Max-pooling: Layer which takes the largest value from one patch of an image, places it in a new matrix next to the max values from other patches, and discards the rest of the information contained in the activation maps from the activation layer.
(Left) Neural Networks before and after dropouts. (Right) Probability of neuron kept active before and after dropout.
Dropout: The layer where it regularizes the parameters within the network. During training, dropout is implemented by only keeping a neuron active with some probability p (a hyper-parameter), or setting it to zero otherwise.

Model Code:

num_classes = 5
model = Sequential()
model.add(Conv2D(32, (3, 3), input_shape=input_shape))
model.add(Activation('relu'))
model.add(Conv2D(32, 3, 3))
model.add(Activation('relu'))
model.add(MaxPooling2D(pool_size=(2, 2)))

model.add(Conv2D(64, (3, 3)))
model.add(Activation('relu'))
model.add(Conv2D(64, 3, 3))
model.add(Activation('relu'))
model.add(MaxPooling2D(pool_size=(2, 2)))

model.add(Conv2D(64, (3, 3)))
model.add(Activation('relu'))
model.add(MaxPooling2D(pool_size=(2, 2)))

model.add(Flatten())
model.add(Dense(128))
model.add(Activation('relu'))
model.add(Dropout(0.5))
model.add(Dense(num_classes))
model.add(Activation('softmax'))

model.compile(loss='categorical_crossentropy',
              optimizer='Adam',
              metrics=['accuracy'])
3 stacks of doubled-layered convolutional layers with 2x2 maxpooling layer at the end of each stack. The activation function of 'relu' function except the last layer is the 'softmax' function.
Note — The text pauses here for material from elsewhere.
PR #1026, opened 2023-04-22
[Muxer] Respect deeply nested MaxItemsOne properties

iwahbe:
This is a follow up on https://github.com/pulumi/pulumi-terraform-bridge/pull/1015.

Stage 4: Testing the model

The final results of the model

Once we attain our trained neural network, we can test it out on a brand-new dataset! The model manage to interpret 50 handbag images and got an accuracy of 96% (48/50).

Conclusion

There are 3 main things about this project. Quality of data set. Image augmentation and

Future project

Expand dataset

In order to have a versatile dataset, we need to include more brands into the data set and train it. With more data, we hope to include necessary measures such as using transfer learning.

Web app

A Web application where user can insert their images and get the brands of their handbags would make the model much more accessible.